-- Work task --
Carry over every entry exactly as it appears in the records.

──────── Recorded data ────────

PR #53, opened 2020-08-06
Fix: multiple gets generates error

senhalil:
When there is a solution dump, `job` is nil..

### DIFF
--- a/test/api/v01/vrp_test.rb
+++ b/test/api/v01/vrp_test.rb
@@ -201,6 +201,21 @@ class Api::V01::VrpTest < Api::V01::RequestHelper
     delete_job @job_id, api_key: 'demo'
   end
 
+  def test_get_completed_job_with_solution_dump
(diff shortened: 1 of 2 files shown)


test/api/v01/vrp_test.rb
```diff
@@ -201,6 +201,20 @@ def test_cannot_delete_vrp
...
+  def test_get_completed_job_with_solution_dump
+    old_config_dump_solution = OptimizerWrapper.config[:dump][:solution]
+    OptimizerWrapper.config[:dump][:solution] = true
+    TestHelper.solve_asynchronously do
+      @job_id = submit_vrp api_key: 'demo', vrp: VRP.toy
+      wait_status @job_id, 'completed', api_key: 'demo'
+    end
+
+    get "/0.1/vrp/jobs/#{@job_id}", api_key: 'demo'
+    assert_equal 200, last_response.status, last_response.body
```
fab-girard, line 213: can you check status is `completed` in addition ?

PR #795, opened 2017-06-11
add unprose class, closes #793

### LINKED ISSUE #793: unprose?
Kind of a weird idea, but maybe it is actually a good one ...

I'm thinking about situations when you're writing long prose *and* you want to intersperse special stuff inside it (e.g. UI components, custom-styled links and headings, a button, etc.). Example:

```html
<div class="prose">
  <h1>Title</h1>
  <p>Here is my <strong>prose</strong>.</p>
  <h2 class="txt-underline txt-s">Special-styled heading</h2>
  <p>I want this to be a special-styled link: <a href="place" class="bg-blue color-red">go to place</a>.</p>
  <div class="mt24">
    <a href="other-place" class="btn">Button link!</a>
  </div>
  <p>Here is more <em>prose</em>.</p>
</div>
```

The way that `prose` currently works, you would need to do one of two things:
- Ensure that you override all the `prose` styling you want to. This might be ok much of the time, but sometimes Assembly might not have the right classes for such overriding, and it ends up putting you in a slightly ambiguous situation: the class list no longer clearly explains why the element looks the way it does.
- Divide the prose block into pieces, so you don't end up with your special stuff wrapped in `prose`.

```html
<div class="prose">
  <h1>Title</h1>
  <p>Here is my <strong>prose</strong>.</p>
</div>
<h2 class="txt-underline txt-s">Special-styled heading</h2>
<div class="prose">
  <p>I want this to be a special-styled link: <a href="place" class="bg-blue color-red">go to place</a>.</p>
</div>
<div class="mt24">
  <a href="other-place" class="btn">Button link!</a>
</div>
<div class="prose">
  <p>Here is more <em>prose</em>.</p>
</div>
```

Not only is that not ideal, it also doesn't fully work: the `go to place` link is still going to have to deal with `prose` styling on the link.

So, the idea is to provide an `unprose` class, and append to all `prose` element selectors a `:not` expression that excludes those. E.g. `.prose a:not(.unprose)`, `.prose h1:not(.unprose)`.

```html
<div class="prose">
  <h1>Title</h1>
  <p>Here is my <strong>prose</strong>.</p>
  <h2 class="unprose txt-underline txt-s">Special-styled heading</h2>
  <p>I want this to be a special-styled link: <a href="place" class="bg-blue color-red unprose">go to place</a>.</p>
  <div class="mt24">
    <a href="other-place" class="unprose btn">Button link!</a>
  </div>
  <p>Here is more <em>prose</em>.</p>
</div>
```

Do you think this would be useful?

samanpwbb:
Unprose needs to be added to each element that you want to strip prose styles from, which could lead to a lot of `uprose's` all over the place. But I don't see a better way. Note that this PR also removes the line:

```css
  text-decoration: none !important; /* prevent underline when inside .prose */
```
from toggles and buttons – instead we should recommend folks use `.unprose` to solve this problem.

@davidtheclark for review.


src/tables.css
```diff
@@ -31,7 +31,7 @@
  *
  */
 .table,
-.prose table {
+.prose table:not(.unprose) {
```
davidtheclark, line 34: I think you can create unprose containers, as well, by changing these selectors like so:

`prose table:not(.unprose, .unprose table)`

I think we should still recommend applying it *directly* to the elements that you're unprosing, because otherwise you could get yourself in a little bit of a confusing tangle about whether you're in a prose section or not. But do you think it's still worthwhile to add this capability?

samanpwbb: Whoa the :not select doesn't work the way I thought it worked, but that makes sense. I prefer the idea of unprose containers, because it mirrors prose containers. Would you be opposed to using only `prose table:not(.unprose table)`?

davidtheclark: 🤔  ... We'd need to make it clear that you can't nest these things (e.g. prose > unprose > prose > unprose). That's one advantage of applying unprose directly to elements: you can't mess it up. Other reason I lean that way is that I suspect this will *mostly* be used for single elements, right? You have a special link or header, but you still want everything around it to behave as prose. You disagree?

samanpwbb: I would like to _either_ offer `.unprose` containers, _or_ offer `.unprose` as a single-element modifier. Giving the class both qualities feels unnecessary. What do you think about leaving this PR as-is and merging?

davidtheclark: I'm good with this (apply `unprose` directly to elements), as long as there's a little more explanation in the docs. However, if you really favor the container, I'm ok with you making the choice.

davidtheclark:
@samanpwbb: Before I update this branch and merge I just want to make sure we're on the same page, since it's been a little while. Are you also ok with the `.unprose` class working as it currently does?

samanpwbb:
@davidtheclark yep, current implementation is 👍

PR #802, opened 2017-07-02
Fix Browserslist

davidtheclark:
Oh geez. The Browserslist value was no good, and that resulted in old versions of Safari not getting the autoprefixing that they need.

Before on iOS 8:

screen shot 2017-07-02 at 2 51 05 pm

After on iOS 8:

screen shot 2017-07-02 at 2 52 12 pm


davidtheclark:
@tristen for review. 

@tristen and @samanpwbb: This is an important fix. We should get a release out. There are a few breaking changes in the [changelog](https://github.com/mapbox/assembly/blob/dev-pages/CHANGELOG.md#latest), though, that will make it hard to upgrade things to this necessary new version without also putting a bunch of work into migrating existing pages.

What do you think we should do? Should we get all these changes out and get pages updated on Monday? Or should we pull some Git trickery to get just *this* fix out and save the rest for later?

samanpwbb:
Great catch. I would opt for hotfixing this outside of the typical release process since we have a lot of breaking chances on dev pages now.

davidtheclark:
Going to try to hotfix this into mb-pages. Wish me luck.

davidtheclark:
Ok, this thing is deployed and dev-pages is updated with conflicts fixed.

────────

-- Answer space --
PR #53, opened 2020-08-06
Fix: multiple gets generates error

senhalil:
When there is a solution dump, `job` is nil..

### DIFF
--- a/test/api/v01/vrp_test.rb
+++ b/test/api/v01/vrp_test.rb
@@ -201,6 +201,21 @@ class Api::V01::VrpTest < Api::V01::RequestHelper
     delete_job @job_id, api_key: 'demo'
   end
 
+  def test_get_completed_job_with_solution_dump
(diff shortened: 1 of 2 files shown)


test/api/v01/vrp_test.rb
```diff
@@ -201,6 +201,20 @@ def test_cannot_delete_vrp
...
+  def test_get_completed_job_with_solution_dump
+    old_config_dump_solution = OptimizerWrapper.config[:dump][:solution]
+    OptimizerWrapper.config[:dump][:solution] = true
+    TestHelper.solve_asynchronously do
+      @job_id = submit_vrp api_key: 'demo', vrp: VRP.toy
+      wait_status @job_id, 'completed', api_key: 'demo'
+    end
+
+    get "/0.1/vrp/jobs/#{@job_id}", api_key: 'demo'
+    assert_equal 200, last_response.status, last_response.body
```
fab-girard, line 213: can you check status is `completed` in addition ?

PR #795, opened 2017-06-11
add unprose class, closes #793

### LINKED ISSUE #793: unprose?
Kind of a weird idea, but maybe it is actually a good one ...

I'm thinking about situations when you're writing long prose *and* you want to intersperse special stuff inside it (e.g. UI components, custom-styled links and headings, a button, etc.). Example:

```html
<div class="prose">
  <h1>Title</h1>
  <p>Here is my <strong>prose</strong>.</p>
  <h2 class="txt-underline txt-s">Special-styled heading</h2>
  <p>I want this to be a special-styled link: <a href="place" class="bg-blue color-red">go to place</a>.</p>
  <div class="mt24">
    <a href="other-place" class="btn">Button link!</a>
  </div>
  <p>Here is more <em>prose</em>.</p>
</div>
```

The way that `prose` currently works, you would need to do one of two things:
- Ensure that you override all the `prose` styling you want to. This might be ok much of the time, but sometimes Assembly might not have the right classes for such overriding, and it ends up putting you in a slightly ambiguous situation: the class list no longer clearly explains why the element looks the way it does.
- Divide the prose block into pieces, so you don't end up with your special stuff wrapped in `prose`.

```html
<div class="prose">
  <h1>Title</h1>
  <p>Here is my <strong>prose</strong>.</p>
</div>
<h2 class="txt-underline txt-s">Special-styled heading</h2>
<div class="prose">
  <p>I want this to be a special-styled link: <a href="place" class="bg-blue color-red">go to place</a>.</p>
</div>
<div class="mt24">
  <a href="other-place" class="btn">Button link!</a>
</div>
<div class="prose">
  <p>Here is more <em>prose</em>.</p>
</div>
```

Not only is that not ideal, it also doesn't fully work: the `go to place` link is still going to have to deal with `prose` styling on the link.

So, the idea is to provide an `unprose` class, and append to all `prose` element selectors a `:not` expression that excludes those. E.g. `.prose a:not(.unprose)`, `.prose h1:not(.unprose)`.

```html
<div class="prose">
  <h1>Title</h1>
  <p>Here is my <strong>prose</strong>.</p>
  <h2 class="unprose txt-underline txt-s">Special-styled heading</h2>
  <p>I want this to be a special-styled link: <a href="place" class="bg-blue color-red unprose">go to place</a>.</p>
  <div class="mt24">
    <a href="other-place" class="unprose btn">Button link!</a>
  </div>
  <p>Here is more <em>prose</em>.</p>
</div>
```

Do you think this would be useful?

samanpwbb:
Unprose needs to be added to each element that you want to strip prose styles from, which could lead to a lot of `uprose's` all over the place. But I don't see a better way. Note that this PR also removes the line:

```css
  text-decoration: none !important; /* prevent underline when inside .prose */
```
from toggles and buttons – instead we should recommend folks use `.unprose` to solve this problem.

@davidtheclark for review.


src/tables.css
```diff
@@ -31,7 +31,7 @@
  *
  */
 .table,
-.prose table {
+.prose table:not(.unprose) {
```
davidtheclark, line 34: I think you can create unprose containers, as well, by changing these selectors like so:

`prose table:not(.unprose, .unprose table)`

I think we should still recommend applying it *directly* to the elements that you're unprosing, because otherwise you could get yourself in a little bit of a confusing tangle about whether you're in a prose section or not. But do you think it's still worthwhile to add this capability?

samanpwbb: Whoa the :not select doesn't work the way I thought it worked, but that makes sense. I prefer the idea of unprose containers, because it mirrors prose containers. Would you be opposed to using only `prose table:not(.unprose table)`?

davidtheclark: 🤔  ... We'd need to make it clear that you can't nest these things (e.g. prose > unprose > prose > unprose). That's one advantage of applying unprose directly to elements: you can't mess it up. Other reason I lean that way is that I suspect this will *mostly* be used for single elements, right? You have a special link or header, but you still want everything around it to behave as prose. You disagree?

samanpwbb: I would like to _either_ offer `.unprose` containers, _or_ offer `.unprose` as a single-element modifier. Giving the class both qualities feels unnecessary. What do you think about leaving this PR as-is and merging?

davidtheclark: I'm good with this (apply `unprose` directly to elements), as long as there's a little more explanation in the docs. However, if you really favor the container, I'm ok with you making the choice.

davidtheclark:
@samanpwbb: Before I update this branch and merge I just want to make sure we're on the same page, since it's been a little while. Are you also ok with the `.unprose` class working as it currently does?

samanpwbb:
@davidtheclark yep, current implementation is 👍

PR #802, opened 2017-07-02
Fix Browserslist

davidtheclark:
Oh geez. The Browserslist value was no good, and that resulted in old versions of Safari not getting the autoprefixing that they need.

Before on iOS 8:

screen shot 2017-07-02 at 2 51 05 pm

After on iOS 8:

screen shot 2017-07-02 at 2 52 12 pm


davidtheclark:
@tristen for review. 

@tristen and @samanpwbb: This is an important fix. We should get a release out. There are a few breaking changes in the [changelog](https://github.com/mapbox/assembly/blob/dev-pages/CHANGELOG.md#latest), though, that will make it hard to upgrade things to this necessary new version without also putting a bunch of work into migrating existing pages.

What do you think we should do? Should we get all these changes out and get pages updated on Monday? Or should we pull some Git trickery to get just *this* fix out and save the rest for later?

samanpwbb:
Great catch. I would opt for hotfixing this outside of the typical release process since we have a lot of breaking chances on dev pages now.

davidtheclark:
Going to try to hotfix this into mb-pages. Wish me luck.

davidtheclark:
Ok, this thing is deployed and dev-pages is updated with conflicts fixed.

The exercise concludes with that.